Kirk Hammett Lost 250 Potential Metallica Riffs
Leading up to working on a new Metallica LP, guitarist Kirk Hammett started the habit of recording his song ideas onto his iPhone. By a certain point, he’d amassed what he estimated to be 250 riffs, but then about six months ago – to use his words from a recent interview with Hatebreed frontman Jamey Jasta (via Blabbermouth) – “something very unfortunate happened.” He lost the phone. Worse yet, he’d never backed it up.
“When it happened, I was bummed out for about two or three days,” he said in the interview, which was part of Jasta’s podcast. The guitarist then went on to explain that he’d “just plain lost it.” “I’m still looking for it to this day,” he said. “I just set it somewhere and…it still might turn up. I’m hoping it will. To try to remember those riffs? I can only remember, like, eight of ’em. So I just chalked it down to maybe it just wasn’t meant to be and I’ll just move forward with it.”
He also addressed the podcast’s listeners: “All you musicians out there who use your phone, make sure it’s backed up. Right?!”
Hammett also offered an update on the group’s new album, calling it “super riffy” and “super heavy.” “It’s a lot similar to [2008’s] Death Magnetic, but different in certain parts. James [Hetfield] is doing a lot of really, really cool melody stuff these days, a lot of vocal layers. ‘Lords of Summer’ is a good example of that, the beginning…. There’s a couple of songs that remind me of something on [1988’s] …And Justice for All, but the album doesn’t sound like …And Justice for All.”
Earlier this month, Hammett estimated that the group was about 30 percent done with the new record. “We have a lot of good songs [but] the songs are ever-changing at this point,” he told Billboard.
The group’s bassist, Robert Trujillo, told Rolling Stone also in April that “what we’re doing sounds heavy” and, with a laugh, that “it’s sounding like Metallica.” Meanwhile, Lars Ulrich exclaimed, “We are fucking in it,” when Rolling Stone asked him about the record’s progress in March. “It’s pretty close,” he said at the time.

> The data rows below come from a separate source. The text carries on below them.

PR #306, opened 2022-05-04
IBX-2618: Optimized search indexing performance

alongosz:
| **JIRA issue**                          | [IBX-2618](https://issues.ibexa.co/browse/IBX-2618)
| **Requires**                            | ezsystems/ezplatform-solr-search-engine#235

This PR optimizes several code paths performance related to the process of indexing. The PR is split into meaningful commits representing separate optimization changes:
* Search Field Value mappers were optimized to use strict `SPI\Search\Field` getters (#311) rather than magic `__get`
* Aggregate Field Value mapper was optimized to have O(1) rather than O(N) complexity when accessing concrete mappers
* `FieldNameGenerator::getTypedName` was simplified (irrelevant micro-optimization) and magic getter was replaced with the strict one.

## Road not taken

I've spent a lot of time trying to introduce partial search index updates for AdminUI publishing, which publishes only a single translation, copying 1:1 the others (via 2nd argument of `ContentService::publishVersion($versionInfo, [$translations]`). The idea was to load only specific translation(s) of a `Content` item and perform partial update for the remaining languages. Almost all went well, but in the end, when comparing Solr index contents before and after the changes, it turned out that nested `Location` documents were missing for the documents which were partially updated (for `Solr` the `Location`-related documents are nested inside `Content` documents). I haven't found a way to reindex them without reindexing the whole Content item and there seems to be no explanation for this in the Solr doc. The issue might be revisited after we process the first batch of optimization changes.

## TODO
- [x] See if this breaks anything (CI, regression tests)
- [x] Check on Elasticsearch
- [x] Remove TMP commit before merging
- [x] Hook the solution to blackfire to see performance changes

#### Checklist:
- [x] Checked that target branch is set correctly
- [x] Asked for a review

### DIFF
--- a/eZ/Publish/Core/Search/Common/FieldValueMapper/Aggregate.php
+++ b/eZ/Publish/Core/Search/Common/FieldValueMapper/Aggregate.php
@@ -23,6 +23,13 @@ class Aggregate extends FieldValueMapper
     protected $mappers = [];
 
     /**
+     * Array of simple mappers mapping specific Field (by its FQCN).
+     *
+     * @var array<string, \eZ\Publish\Core\Search\Common\FieldValueMapper>
+     */
+    protected $simpleMappers = [];
+
+    /**
      * Construct from optional mapper array.
      *
      * @param \eZ\Publish\Core\Search\Common\FieldValueMapper[] $mappers
@@ -34,9 +41,13 @@ class Aggregate extends FieldValueMapper
         }
     }
 
-    public function addMapper(FieldValueMapper $mapper): void
+    public function addMapper(FieldValueMapper $mapper, ?string $searchTypeFQCN = null): void
     {
-        $this->mappers[] = $mapper;
+        if (null !== $searchTypeFQCN) {
+            $this->simpleMappers[$searchTypeFQCN] = $mapper;
+        } else {
+            $this->mappers[] = $mapper;
+        }
     }
 
     public function canMap(Field $field): bool
@@ -55,9 +66,20 @@ class Aggregate extends FieldValueMapper
      */
     public function map(Field $field)
     {
+        $mapper = $this->simpleMappers[get_class($field->getType())]
+            ?? $this->findMapper($field);
+
+        return $mapper->map($field);
+    }
+
+    /**
+     * @throws \eZ\Publish\API\Repository\Exceptions\NotImplementedException
+     */
+    private function findMapper(Field $field): FieldValueMapper
+    {
         foreach ($this->mappers as $mapper) {
             if ($mapper->canMap($field)) {
-                return $mapper->map($field);
+                return $mapper;
             }
         }
 
--- a/eZ/Publish/Core/Search/Common/FieldValueMapper/Aggregate.php
+++ b/eZ/Publish/Core/Search/Common/FieldValueMapper/Aggregate.php
@@ -41,6 +41,9 @@ class Aggregate extends FieldValueMapper
         }
     }
 
+    /**
+     * @param class-string<\eZ\Publish\SPI\Search\Field>|null $searchTypeFQCN
+     */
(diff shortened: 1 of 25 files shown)


eZ/Publish/Core/Search/Common/FieldValueMapper/Aggregate.php
```diff
@@ -34,24 +41,16 @@ public function __construct(array $mappers = [])
         }
     }
 
-    /**
-     * Adds mapper.
-     *
-     * @param \eZ\Publish\Core\Search\Common\FieldValueMapper $mapper
-     */
-    public function addMapper(FieldValueMapper $mapper)
+    public function addMapper(FieldValueMapper $mapper, ?string $searchTypeFQCN = null): void
```
Steveb-p, line 47: This can be described (check that I used the right class)

```suggestion
    /**
     * @param class-string<\eZ\Publish\SPI\Search\Field>|null $searchTypeFQCN
     */
    public function addMapper(FieldValueMapper $mapper, ?string $searchTypeFQCN = null): void
```

eZ/Publish/Core/settings/search_engines/field_value_mappers.yml
```diff
@@ -2,72 +2,74 @@ services:
     ezpublish.search.common.field_value_mapper.boolean:
         class: eZ\Publish\Core\Search\Common\FieldValueMapper\BooleanMapper
         tags:
-            - {name: ezpublish.search.common.field_value_mapper}
+            - { name: ezpublish.search.common.field_value_mapper, maps: eZ\Publish\SPI\Search\FieldType\BooleanField }
```
Steveb-p, line 5: Remember when merging this up, that this tag has to be repeated for aliased classes.

Steveb-p (approved):

konradoboza (approved):

webhdx (approved):

damianz5 (approved):

ViniTou (approved):

mikadamczyk (approved):

tests/bundle/Core/DependencyInjection/Compiler/AggregateFieldValueMapperPassTest.php
```diff
@@ -0,0 +1,49 @@
...
+namespace Ibexa\Tests\Bundle\Core\DependencyInjection\Compiler;
+
+use eZ\Publish\Core\Base\Container\Compiler\Search\AggregateFieldValueMapperPass;
+use eZ\Publish\SPI\Search\FieldType\BooleanField;
+use Matthias\SymfonyDependencyInjectionTest\PhpUnit\AbstractCompilerPassTestCase;
+use Symfony\Component\DependencyInjection\ContainerBuilder;
+use Symfony\Component\DependencyInjection\Definition;
+use Symfony\Component\DependencyInjection\Reference;
+
+class AggregateFieldValueMapperPassTest extends AbstractCompilerPassTestCase
```
adamwojs:
```suggestion
final class AggregateFieldValueMapperPassTest extends AbstractCompilerPassTestCase
```

and in all other introduced tests classes

adamwojs (approved):

tests/bundle/Core/DependencyInjection/Compiler/AggregateFieldValueMapperPassTest.php
alongosz: Fixed: b06aea0dcd and 05d2d55ac4 for the other

micszo (approved):
QA Approved on Ibexa Commerce 3.3.22-dev.
Tested locally and on Ibexa Cloud.
Tested with Solr and Elasticsearch, follow-up for ES linked.
Issues on Cloud with Solr were resolved after upsizing.

PR #309, opened 2022-05-17
IBX-2880: Added PasswordExpiredException

mateuszbieniek:
| **JIRA issue**                          | [IBX-2880](https://issues.ibexa.co/browse/IBX-2880)

[CredentialsExpiredListener](https://github.com/ezsystems/ezplatform-admin-ui/blob/2.3/src/lib/EventListener/CredentialsExpiredListener.php#L57) expects `CredentialsExpiredException` which will never happen, as the Exception is immediately replaced with `BadCredentialsException` in  https://github.com/symfony/security-core/blob/5.4/Authentication/Provider/UserAuthenticationProvider.php#L90

This PR adds a new `PasswordExpiredException` exception which extends `CustomUserMessageAccountStatusException` which allows for it to be propagated to the top so `CredentialsExpiredListener` can act properly when it happens.

AdminUI part of PR: https://github.com/ezsystems/ezplatform-admin-ui/pull/2045

#### Checklist:

### DIFF
--- a/src/lib/MVC/Symfony/Security/Exception/PasswordExpiredException.php
+++ b/src/lib/MVC/Symfony/Security/Exception/PasswordExpiredException.php
@@ -1,0 +1,17 @@
+<?php
+
+/**
+ * @copyright Copyright (C) Ibexa AS. All rights reserved.
+ * @license For full copyright and license information view LICENSE file distributed with this source code.
+ */
+namespace Ibexa\Core\MVC\Symfony\Security\Exception;
+
+use Symfony\Component\Security\Core\Exception\CustomUserMessageAccountStatusException;
+
+class PasswordExpiredException extends CustomUserMessageAccountStatusException
+{
+    public function __construct(string $message = '')
+    {
+        parent::__construct($message);
+    }
+}
--- a/src/lib/MVC/Symfony/Security/Exception/PasswordExpiredException.php
+++ b/src/lib/MVC/Symfony/Security/Exception/PasswordExpiredException.php
@@ -8,7 +8,7 @@ namespace Ibexa\Core\MVC\Symfony\Security\Exception;
 
 use Symfony\Component\Security\Core\Exception\CustomUserMessageAccountStatusException;
 
-class PasswordExpiredException extends CustomUserMessageAccountStatusException
+final class PasswordExpiredException extends CustomUserMessageAccountStatusException
 {
     public function __construct(string $message = 'User account has expired.')
     {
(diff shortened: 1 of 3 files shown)


Steveb-p:
To be frank I'm not convinced that we should introduce a dedicated exception for something that already has it's own exception in the framework. Developers will need to respect both after this patch is added, which adds to the complexity and knowledge required to properly handle our library.

Instead I would propose to check `Exception::getPreviousException()` type as a "fallback" measure, in the admin-ui package itself. 

We also need to ensure that we are not exposing user account existence when credentials are expired. That's the purpose of the Symfony code. If we're always redirecting to the password refresh page, we might introduce a security issue.

mateuszbieniek:
Unfortunately, we cannot use previous on last authentication exception, as for this case it is always `null` - I guess when an exception is serialized and stored in session this data is lost.
Also, there is no security issue, as the exception is thrown at the "postAuth" stage - therefore, for expired password info to be presented, first, proper login and password have to be provided.

src/lib/MVC/Symfony/Security/Exception/PasswordExpiredException.php
```diff
@@ -0,0 +1,17 @@
...
+ * @copyright Copyright (C) Ibexa AS. All rights reserved.
+ * @license For full copyright and license information view LICENSE file distributed with this source code.
+ */
+namespace Ibexa\Core\MVC\Symfony\Security\Exception;
+
+use Symfony\Component\Security\Core\Exception\CustomUserMessageAccountStatusException;
+
+class PasswordExpiredException extends CustomUserMessageAccountStatusException
+{
+    public function __construct(string $message = '')
```
Steveb-p:
```suggestion
    public function __construct(string $message = 'User account has expired.')
```

src/lib/MVC/Symfony/Security/Exception/PasswordExpiredException.php
```diff
@@ -0,0 +1,17 @@
...
+
+/**
+ * @copyright Copyright (C) Ibexa AS. All rights reserved.
+ * @license For full copyright and license information view LICENSE file distributed with this source code.
+ */
+namespace Ibexa\Core\MVC\Symfony\Security\Exception;
+
+use Symfony\Component\Security\Core\Exception\CustomUserMessageAccountStatusException;
+
+class PasswordExpiredException extends CustomUserMessageAccountStatusException
```
Steveb-p:
```suggestion
final class PasswordExpiredException extends CustomUserMessageAccountStatusException
```

Steveb-p (approved):
Following private discussion we concluded that this is actually the proper solution.

konradoboza (approved):
+1 apart from @Steveb-p suggestions.

damianz5 (approved):

bogusez (approved):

“In our world, there’s been a distinct difference between the creative phase and the recording phase,” Ulrich said. “With this project, we’re trying to bridge the two a little more organically and not have there be such a great divide between the processes. We want to see if we can bring some of the creative curiosity, the impulsive stuff that happens when you’re first playing a song into the studio.”